Na verdade, o exercício de urbanizar e ou urbanificar um pedaço de cidade qualquer não termina nunca. Há sempre novas demandas a atender ou recuperação de ativos de infraestruturas a realizar por conta de desgastes ou sobrecargas advindas do uso mais intenso e continuado deles. Porém, é possível definir um conjunto de serviços urbanos básicos que quando prestados de modo universalizado e adequados configuram a incorporação de territórios de expansão urbana em partes efetivas e vivas da cidade.

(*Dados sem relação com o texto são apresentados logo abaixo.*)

PR #368, opened 2018-02-26
[PT-580] Novoda Blog diversity dashboard

tobiasheine:
### Description
As part of this PR I used the `plugin-tester` to create a simple dashboard.

The dashboard analysis the [rss feed](https://www.novoda.com/blog/rss/) of our blog to:
- count `android`, `iOS` and `cross-platform` related tags based on a hardcoded list
- show the top 3 used tags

É curioso comparar dois assentamentos humanos nascidos há praticamente 70 anos numa mesma metrópole e equidistantes cerca de 40 km de sua área central. Um deles, motivado por demandas provenientes do crescimento demográfico e do desenvolvimento econômico praticados na região naquele período. E, outro, destinado a atrair moradores para aquele que prometia ser o mais promissor bairro carioca. Ambos garantindo possuir os elementos essenciais ao desenvolvimento e conforto de uma cidade: água, luz, telefonia e farta condução, entre outros.
Apesar de terem hoje população residente estimada em 90 mil habitantes, a ocupação desses dois bairros metropolitanos se deu em velocidades diferentes. Enquanto nas duas primeiras décadas pós lançamento, o Jardim Catarina já somava cerca de 20 mil moradias permanentes, tal número só seria alcançado no Recreio nos primeiros anos deste século. No entanto, há um traço comum a unir os dois empreendimentos: quase toda a infraestrutura urbana implantada se deu por obra e graça dos investimentos do poder público, ainda que com notáveis diferenças de cobertura e qualidade de atendimento entre eles.

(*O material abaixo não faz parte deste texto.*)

PR #376, opened 2018-03-22
Android joystick

xrigau:
Adds an android (view-based) implementation of the joystick
And `set` the LED colours instead of `add` them (as this is what the Arduino code was doing)

Screenshot |
--- |
screenshot_1521737838 |


dungeon-crawler/app/build.gradle
```diff
@@ -4,7 +4,7 @@ android {
     compileSdkVersion 26
     defaultConfig {
         applicationId "com.novoda.dungeoncrawler"
-        minSdkVersion 26
+        minSdkVersion 24
```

Essas e outras razões podem ajudar a explicar a diferença no preço dos imóveis negociados nos dois bairros, chegando o metro quadrado no Recreio dos Bandeirantes a custar, em média, o triplo do praticado no Jardim Catarina. Mais ou menos a diferença proporcional entre o quilo do filé mignon e do acém no açougue. Com uma importante e fundamental diferença: no quilo da carne, o boi foi engordado com o olho e os recursos do dono. Já no caso dos dois bairros em comparação, foi o poder público quem de fato “engordou a terra”. Se criar boi tem sido um bom negócio, imagine o “criar” lote urbano.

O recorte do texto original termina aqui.